2. The rights or claims so subrogated shall not exceed the original rights or claims of the investor.

3. Subrogation of the rights and obligations of the idemnified investor shall also apply to the transfers effected in accordance with Article 6 of this Agreement.

Article 8. Settlement of Disputes between the Contracting Parties

1. Any dispute between the Contracting Parties concerning the interpretation or application of this Agreement shall, if possible, be settled by negotiations, through diplomatic channels.

2. If the dispute cannot thus be settled within six months from the beginning of the negotiations, it shall, upon request of either Contracting Party be submitted to an arbitritration tribunal.

3. The arbitration tribunal shall be constituted ad hoc as follows: Each Contracting Party shall appoint one arbitrator and these two arbitrators shall agree upon a national of a third State as chairman. The arbitrators shall be appointed within three months, the chairman within five months from the date on which either Contracting Party has informed the other Contracting Party that it intends to submit the dispute to an arbitration tribunal.

4. If within the periods specified in paragraph 3 of this Article the necessary appointments have not been made, either Contracting Party may, in the absence of any other agreement, invite the President of the International Court of Justice to make the necessary appointments. If the President of the Court is a national of either Contracting Party or if he is otherwise prevented from discharging the said function, the Vice-President or if he too is a national of either Contracting Party or is otherwise prevented from discharging the said function, the Member of the Court next in seniority, who is not a national of either Contracting Party, shall be invited to make the necessary appointments.

5. The arbitration tribunal shall decide on the basis of respect of the law, including particularly this Agreement and other relevant agreements between the Contracting Parties, as well as the generally acknowledged rules and principles of international law.

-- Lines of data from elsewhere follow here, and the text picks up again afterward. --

PR #9464, opened 2025-04-28
CI: Only run stale actions for upstream

hugovk:
*Description of changes:*

For forks with GitHub Actions enabled, there's no need to run the scheduled stale ones.

Let's disable them for forks.

See also https://hugovk.dev/blog/2023/til-how-to-disable-cron-for-github-forks/


nateprewitt (approved):
Thanks @hugovk!

ashovlin (approved):

PR #9470, opened 2025-04-30
Add initial Q Developer customization

ashovlin:
*Issue #, if available:* N/A

*Description of changes:* Adds the initial commands for integration with the [Amazon Q Developer CLI](https://docs.aws.amazon.com/amazonq/latest/qdeveloper-ug/command-line.html).

This is targeting a feature branch, future PRs will cover downloading the extension executable. Command naming may change as well.

For now if you want to test it, install it following https://docs.aws.amazon.com/amazonq/latest/qdeveloper-ug/command-line-installing.html, then copy the `q` executable from the installed path to `~/.aws/cli/extensions/q/q`.


ashovlin:
In https://github.com/aws/aws-cli/pull/9470/commits/594184674393a9b86bc8b139ce5e8a7f4907a409, updated the main entrypoint to use `aws --agent-mode` instead of `aws q chat` after internal discussions. 

We'll likely move the "lifecycle" commands as well from `aws q` to `aws configure` or possibly a new `aws extensions`, but that'll be in a future PR.

awscli/customizations/q/utils.py
```diff
@@ -0,0 +1,26 @@
...
+#     http://aws.amazon.com/apache2.0/
+#
+# or in the "license" file accompanying this file. This file is
+# distributed on an "AS IS" BASIS, WITHOUT WARRANTIES OR CONDITIONS OF
+# ANY KIND, either express or implied. See the License for the specific
+# language governing permissions and limitations under the License.
+
+from pathlib import Path
+
+EXTENSIONS_DIR = Path.home() / '.aws' / 'cli' / 'extensions'
```
nateprewitt, line 16: Do we need to consider the `AWS_DATA_PATH` here as well if they've configured something other than `~/.aws/cli/...`?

6. Unless the Contracting Parties decide otherwise, the tribunal shall determine its own procedure.

The tribunal shall reach its decision by a majority of votes. Such decision shall be final and binding on the Contracting Parties.

7. Each Contracting Party shall bear the cost of the arbitrator appointed by itself and of its representation. The cost of the Chairman shall be born in equal parts by the Contracting Parties.

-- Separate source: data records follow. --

PR #9471, opened 2025-04-30
Skip bundled installer tests on pushes to develop

ashovlin:
*Issue #, if available:* N/A

*Description of changes:* #9420 recently added a new GitHub Action that runs tests for the CLI V1 bundled installer for Mac and Linux.

During the daily release, we push to GitHub before PyPI. These tests are kicked off, but then fail because the new botocore isn't in PyPI yet.

Example failure: https://github.com/aws/aws-cli/actions/runs/14739584274

I'll look at the internal canaries as a better spot to test that the mainline branch is working.

### DIFF
--- a/.github/workflows/run-bundle-test.yml
+++ b/.github/workflows/run-bundle-test.yml
@@ -2,6 +2,8 @@ name: Run bundle test
 
 on:
   push:
+    branches-ignore:
+      - develop # the daily release reaches GitHub before PyPI, and these fail in that window
   pull_request:
     branches-ignore: [ master ]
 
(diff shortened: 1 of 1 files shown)


.github/workflows/run-bundle-test.yml
```diff
@@ -2,6 +2,8 @@ name: Run bundle test
 
 on:
   push:
+    branches-ignore:
+      - develop # the daily release reaches GitHub before PyPI, and these fail in that window
```
jonathan343, line 6: We should also add `master` to this list right?

ashovlin: Added via https://github.com/aws/aws-cli/pull/9471/commits/80a12258718206484e0493cd2a175fedec6b9aaa, forgot we still push there.

jonathan343 (approved):
:shipit:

Article 9. Settlement of Disputes between an Investor and a Contracting Party

1. Disputes between an investor of a Contracting Party and the other Contracting Party concerning an obligation or the latter under this Agreement, in relation to an investment of the former, shall, if possible be settled by the disputing parties in an amicable way.

2. If such disputes cannot be settled within six months from the date either party requested amicable settlement, the investor concerned may submit the dispute either to the competent courts of the Contracting Party in the territory of which the investment has been made or to international arbitration.

Each Contracting Party hereby consents to the submission of such dispute to international arbitration.

3. Where the dispute is referred to international arbitration the investor concerned may submit the dispute either to:

a) The International Centre for the Settlement of Investment Disputes, established under the Convention on the Settlement of Investment Disputes between States and Nationals of Other States, opened for signature at Washington D.C. on 18 March 1965, for arbitration or conciliation, or

b) An ad hoc arbitral tribunal to be established under the arbitration rules of the United Nations Commission on International Trade Law (U.N.C.I.T.R.A.L.).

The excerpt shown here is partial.